++++ Records provided

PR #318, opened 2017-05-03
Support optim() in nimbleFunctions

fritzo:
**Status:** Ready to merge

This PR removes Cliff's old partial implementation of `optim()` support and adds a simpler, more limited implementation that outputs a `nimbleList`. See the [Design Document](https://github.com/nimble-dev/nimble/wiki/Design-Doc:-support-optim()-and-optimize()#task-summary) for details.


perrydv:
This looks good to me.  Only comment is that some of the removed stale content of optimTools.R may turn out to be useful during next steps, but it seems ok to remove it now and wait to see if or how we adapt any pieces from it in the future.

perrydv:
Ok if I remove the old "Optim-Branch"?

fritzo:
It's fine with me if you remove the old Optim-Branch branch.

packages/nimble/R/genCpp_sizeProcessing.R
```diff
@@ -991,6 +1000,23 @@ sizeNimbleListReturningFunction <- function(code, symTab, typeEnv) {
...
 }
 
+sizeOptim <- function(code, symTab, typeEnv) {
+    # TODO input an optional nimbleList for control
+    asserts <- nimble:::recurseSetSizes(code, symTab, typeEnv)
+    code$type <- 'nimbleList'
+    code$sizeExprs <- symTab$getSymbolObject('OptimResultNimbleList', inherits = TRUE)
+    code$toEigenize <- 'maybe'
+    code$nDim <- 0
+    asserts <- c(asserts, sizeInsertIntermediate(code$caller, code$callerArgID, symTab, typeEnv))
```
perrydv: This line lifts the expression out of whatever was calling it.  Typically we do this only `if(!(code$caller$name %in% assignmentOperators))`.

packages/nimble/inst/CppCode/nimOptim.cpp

++++++++

__About this exercise__
Every line above must appear again in your reply, exactly as written.

__Task output__
PR #318, opened 2017-05-03
Support optim() in nimbleFunctions

fritzo:
**Status:** Ready to merge

This PR removes Cliff's old partial implementation of `optim()` support and adds a simpler, more limited implementation that outputs a `nimbleList`. See the [Design Document](https://github.com/nimble-dev/nimble/wiki/Design-Doc:-support-optim()-and-optimize()#task-summary) for details.


perrydv:
This looks good to me.  Only comment is that some of the removed stale content of optimTools.R may turn out to be useful during next steps, but it seems ok to remove it now and wait to see if or how we adapt any pieces from it in the future.

perrydv:
Ok if I remove the old "Optim-Branch"?

fritzo:
It's fine with me if you remove the old Optim-Branch branch.

packages/nimble/R/genCpp_sizeProcessing.R
```diff
@@ -991,6 +1000,23 @@ sizeNimbleListReturningFunction <- function(code, symTab, typeEnv) {
...
 }
 
+sizeOptim <- function(code, symTab, typeEnv) {
+    # TODO input an optional nimbleList for control
+    asserts <- nimble:::recurseSetSizes(code, symTab, typeEnv)
+    code$type <- 'nimbleList'
+    code$sizeExprs <- symTab$getSymbolObject('OptimResultNimbleList', inherits = TRUE)
+    code$toEigenize <- 'maybe'
+    code$nDim <- 0
+    asserts <- c(asserts, sizeInsertIntermediate(code$caller, code$callerArgID, symTab, typeEnv))
```
perrydv: This line lifts the expression out of whatever was calling it.  Typically we do this only `if(!(code$caller$name %in% assignmentOperators))`.

packages/nimble/inst/CppCode/nimOptim.cpp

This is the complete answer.